(Saved entries)
Issue #329, opened 2022-09-06
Fix placeholder (use real value) for tx hash in transactions table


voltrevo:
![Image](https://user-images.githubusercontent.com/9291586/188549557-b5fba5aa-1d45-4d7a-8599-c10a6a3e8520.png)

Fixing this should also fix the link so that the block explorer shows something relevant (probably the aggregate tx that the action was included in).

jacque006:
This should already be stored in the `BundleService` on the aggregator https://github.com/web3well/bls-wallet/blob/main/aggregator/src/app/BundleService.ts#L44

And can be added in to the returned data here: https://github.com/web3well/bls-wallet/blob/main/aggregator/src/app/BundleService.ts#L206-L211

PR #369, opened 2022-11-01
Return txhash from aggregator and display in Quill

blakecduncan:
## What is this PR doing?
- Return txhash from aggregator and display in Quill

- Execute a tx in Quill and view transaction hash in the transactions table

https://github.com/web3well/bls-wallet/issues/329

## Checklist

## Guidelines

### DIFF
--- a/aggregator/src/app/BundleService.ts
+++ b/aggregator/src/app/BundleService.ts
@@ -205,6 +205,8 @@ export default class BundleService {
 
     return {
       transactionIndex: receipt.transactionIndex,
+      transactionHash: receipt.transactionHash,
+      bundleHash: hash,
       blockHash: receipt.blockHash,
       blockNumber: receipt.blockNumber,
     };
--- a/extension/source/Home/Wallet/Wallets/TransactionsTable.tsx
+++ b/extension/source/Home/Wallet/Wallets/TransactionsTable.tsx
@@ -78,7 +78,9 @@ export const TransactionsTable: React.FunctionComponent<ITransactionsTable> = ({
   const quill = useQuill();
   const transactions = useCell(quill.cells.transactions);
   const data =
-    transactions?.outgoing.filter((t) => t.from === selectedAddress) || [];
+    transactions?.outgoing.filter(
+      (t) => t.from.toUpperCase() === selectedAddress.toUpperCase(),
+    ) || [];
 
   const columns = React.useMemo<ColumnDef<QuillTransaction>[]>(
     () => [
--- a/extension/source/Home/Wallet/Wallets/TransactionsTable.tsx
+++ b/extension/source/Home/Wallet/Wallets/TransactionsTable.tsx
@@ -66,7 +66,7 @@ const TransactionTableCell = (cell: { getValue: () => string }) => {
         window.open(`https://etherscan.io/tx/${cell.getValue()}`),
       )}
     >
-      {cell.getValue()}
+      {formatCompactAddress(cell.getValue())}
       <ArrowUpRight />
     </div>
   );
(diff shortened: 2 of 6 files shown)


extension/source/background/AggregatorController.ts
```diff
@@ -91,6 +91,11 @@ export default class AggregatorController {
         aggregatorUrl,
       };
 
+      await this.InternalRpc().updateTransactionBundleHash(
```
blakecduncan, line 94: Need to set the bundle hash on the tx so that when we later call get bundle receipt we can link the transaction with the receipt

extension/source/background/AggregatorController.ts
```diff
@@ -130,15 +135,23 @@ export default class AggregatorController {
...
+        this.InternalRpc().updateTransactionHashByBundleHash(
+          hash,
+          bundleReceipt.transactionHash,
+        );
+      }
+
       return (
         bundleReceipt && {
-          transactionHash: hash,
+          transactionHash: bundleReceipt.transactionHash,
```
blakecduncan, line 154: do we want to add a `bundleHash` value here?

aggregator/src/app/BundleService.ts
```diff
@@ -205,6 +205,8 @@ export default class BundleService {
 
     return {
       transactionIndex: receipt.transactionIndex,
+      transactionHash: receipt.transactionHash,
+      bundleHash: hash,
```
blakecduncan, line 209: My understanding is that the `transactionHash` is the hash of the transaction on chain.  I also wanted to return `bundleHash` because that is the hash we use to identify the bundle in the aggregator db.  Feel free to let me know if my understanding is wrong or if I should change this

extension/source/background/AggregatorController.ts
voltrevo: Maybe, but I wouldn't do it proactively since `eth_getTransactionReceipt` has a standard structure

aggregator/src/app/BundleService.ts
voltrevo: Sounds right. Notably, the 'transaction' of `transactionHash` is the `processBundle` call rather than the user's transaction (aka operation) inside.

extension/source/Home/Wallet/Wallets/TransactionsTable.tsx
```diff
@@ -66,7 +66,7 @@ const TransactionTableCell = (cell: { getValue: () => string }) => {
         window.open(`https://etherscan.io/tx/${cell.getValue()}`),
```
voltrevo, line 66: Followup: https://github.com/web3well/bls-wallet/issues/372

voltrevo (approved):

kautukkundan (changes requested):
Tested on Goerli - 
1. Doing single action tx from a dapp did not show up in the transactions table even though the entries were created in the localstorage ❌
2. Doing a multi action tx correctly populates the transactions table ✅
3. Sending ETH from within the extension correctly populates the transactions table ✅
4. Did not test recovery ❓

Screenshot 2022-11-03 at 12 42 18 PM


used the erc20 demo app for the purpose - 
https://joyful-semifreddo-3b0769.netlify.app/

Could you please verify (and fix if true)

blakecduncan:
> Tested on Goerli -
> 
> 1. Doing single action tx from a dapp did not show up in the transactions table even though the entries were created in the localstorage ❌
> 2. Doing a multi action tx correctly populates the transactions table ✅
> 3. Sending ETH from within the extension correctly populates the transactions table ✅
> 4. Did not test recovery ❓

@kautukkundan sorry I missed the single action.  That should be fixed now.  As Andrew mentioned in the discord channel, the filtering on the transaction table was case-sensitive.  I haven't dug in enough to know why sometimes the addresses have mixed case and other times they don't.  Maybe it has something to do with the network?  I'll take a deeper look but I don't think the mixed case is related to this PR.

For recovery, that code isn't merged into main yet so I haven't tested it.  However, I don't think the way we set it up it would show up in the transactions table.  Main reason being is that we are using a temporary wallet to execute the recovery user op.  So there's nowhere for us to visualize the tx.

kautukkundan (approved):
Gotcha, maybe something to look into in the future. 
could use checksum -
https://docs.ethers.io/v5/api/utils/address/#utils-getAddress

but LGTM for now 🚢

### WHAT IS REQUIRED
Whatever the entries above contain, reproduce all of them exactly.

### FINISHED EXERCISE
Issue #329, opened 2022-09-06
Fix placeholder (use real value) for tx hash in transactions table


voltrevo:
![Image](https://user-images.githubusercontent.com/9291586/188549557-b5fba5aa-1d45-4d7a-8599-c10a6a3e8520.png)

Fixing this should also fix the link so that the block explorer shows something relevant (probably the aggregate tx that the action was included in).

jacque006:
This should already be stored in the `BundleService` on the aggregator https://github.com/web3well/bls-wallet/blob/main/aggregator/src/app/BundleService.ts#L44

And can be added in to the returned data here: https://github.com/web3well/bls-wallet/blob/main/aggregator/src/app/BundleService.ts#L206-L211

PR #369, opened 2022-11-01
Return txhash from aggregator and display in Quill

blakecduncan:
## What is this PR doing?
- Return txhash from aggregator and display in Quill

- Execute a tx in Quill and view transaction hash in the transactions table

https://github.com/web3well/bls-wallet/issues/329

## Checklist

## Guidelines

### DIFF
--- a/aggregator/src/app/BundleService.ts
+++ b/aggregator/src/app/BundleService.ts
@@ -205,6 +205,8 @@ export default class BundleService {
 
     return {
       transactionIndex: receipt.transactionIndex,
+      transactionHash: receipt.transactionHash,
+      bundleHash: hash,
       blockHash: receipt.blockHash,
       blockNumber: receipt.blockNumber,
     };
--- a/extension/source/Home/Wallet/Wallets/TransactionsTable.tsx
+++ b/extension/source/Home/Wallet/Wallets/TransactionsTable.tsx
@@ -78,7 +78,9 @@ export const TransactionsTable: React.FunctionComponent<ITransactionsTable> = ({
   const quill = useQuill();
   const transactions = useCell(quill.cells.transactions);
   const data =
-    transactions?.outgoing.filter((t) => t.from === selectedAddress) || [];
+    transactions?.outgoing.filter(
+      (t) => t.from.toUpperCase() === selectedAddress.toUpperCase(),
+    ) || [];
 
   const columns = React.useMemo<ColumnDef<QuillTransaction>[]>(
     () => [
--- a/extension/source/Home/Wallet/Wallets/TransactionsTable.tsx
+++ b/extension/source/Home/Wallet/Wallets/TransactionsTable.tsx
@@ -66,7 +66,7 @@ const TransactionTableCell = (cell: { getValue: () => string }) => {
         window.open(`https://etherscan.io/tx/${cell.getValue()}`),
       )}
     >
-      {cell.getValue()}
+      {formatCompactAddress(cell.getValue())}
       <ArrowUpRight />
     </div>
   );
(diff shortened: 2 of 6 files shown)


extension/source/background/AggregatorController.ts
```diff
@@ -91,6 +91,11 @@ export default class AggregatorController {
         aggregatorUrl,
       };
 
+      await this.InternalRpc().updateTransactionBundleHash(
```
blakecduncan, line 94: Need to set the bundle hash on the tx so that when we later call get bundle receipt we can link the transaction with the receipt

extension/source/background/AggregatorController.ts
```diff
@@ -130,15 +135,23 @@ export default class AggregatorController {
...
+        this.InternalRpc().updateTransactionHashByBundleHash(
+          hash,
+          bundleReceipt.transactionHash,
+        );
+      }
+
       return (
         bundleReceipt && {
-          transactionHash: hash,
+          transactionHash: bundleReceipt.transactionHash,
```
blakecduncan, line 154: do we want to add a `bundleHash` value here?

aggregator/src/app/BundleService.ts
```diff
@@ -205,6 +205,8 @@ export default class BundleService {
 
     return {
       transactionIndex: receipt.transactionIndex,
+      transactionHash: receipt.transactionHash,
+      bundleHash: hash,
```
blakecduncan, line 209: My understanding is that the `transactionHash` is the hash of the transaction on chain.  I also wanted to return `bundleHash` because that is the hash we use to identify the bundle in the aggregator db.  Feel free to let me know if my understanding is wrong or if I should change this

extension/source/background/AggregatorController.ts
voltrevo: Maybe, but I wouldn't do it proactively since `eth_getTransactionReceipt` has a standard structure

aggregator/src/app/BundleService.ts
voltrevo: Sounds right. Notably, the 'transaction' of `transactionHash` is the `processBundle` call rather than the user's transaction (aka operation) inside.

extension/source/Home/Wallet/Wallets/TransactionsTable.tsx
```diff
@@ -66,7 +66,7 @@ const TransactionTableCell = (cell: { getValue: () => string }) => {
         window.open(`https://etherscan.io/tx/${cell.getValue()}`),
```
voltrevo, line 66: Followup: https://github.com/web3well/bls-wallet/issues/372

voltrevo (approved):

kautukkundan (changes requested):
Tested on Goerli - 
1. Doing single action tx from a dapp did not show up in the transactions table even though the entries were created in the localstorage ❌
2. Doing a multi action tx correctly populates the transactions table ✅
3. Sending ETH from within the extension correctly populates the transactions table ✅
4. Did not test recovery ❓

Screenshot 2022-11-03 at 12 42 18 PM


used the erc20 demo app for the purpose - 
https://joyful-semifreddo-3b0769.netlify.app/

Could you please verify (and fix if true)

blakecduncan:
> Tested on Goerli -
> 
> 1. Doing single action tx from a dapp did not show up in the transactions table even though the entries were created in the localstorage ❌
> 2. Doing a multi action tx correctly populates the transactions table ✅
> 3. Sending ETH from within the extension correctly populates the transactions table ✅
> 4. Did not test recovery ❓

@kautukkundan sorry I missed the single action.  That should be fixed now.  As Andrew mentioned in the discord channel, the filtering on the transaction table was case-sensitive.  I haven't dug in enough to know why sometimes the addresses have mixed case and other times they don't.  Maybe it has something to do with the network?  I'll take a deeper look but I don't think the mixed case is related to this PR.

For recovery, that code isn't merged into main yet so I haven't tested it.  However, I don't think the way we set it up it would show up in the transactions table.  Main reason being is that we are using a temporary wallet to execute the recovery user op.  So there's nowhere for us to visualize the tx.

kautukkundan (approved):
Gotcha, maybe something to look into in the future. 
could use checksum -
https://docs.ethers.io/v5/api/utils/address/#utils-getAddress

but LGTM for now 🚢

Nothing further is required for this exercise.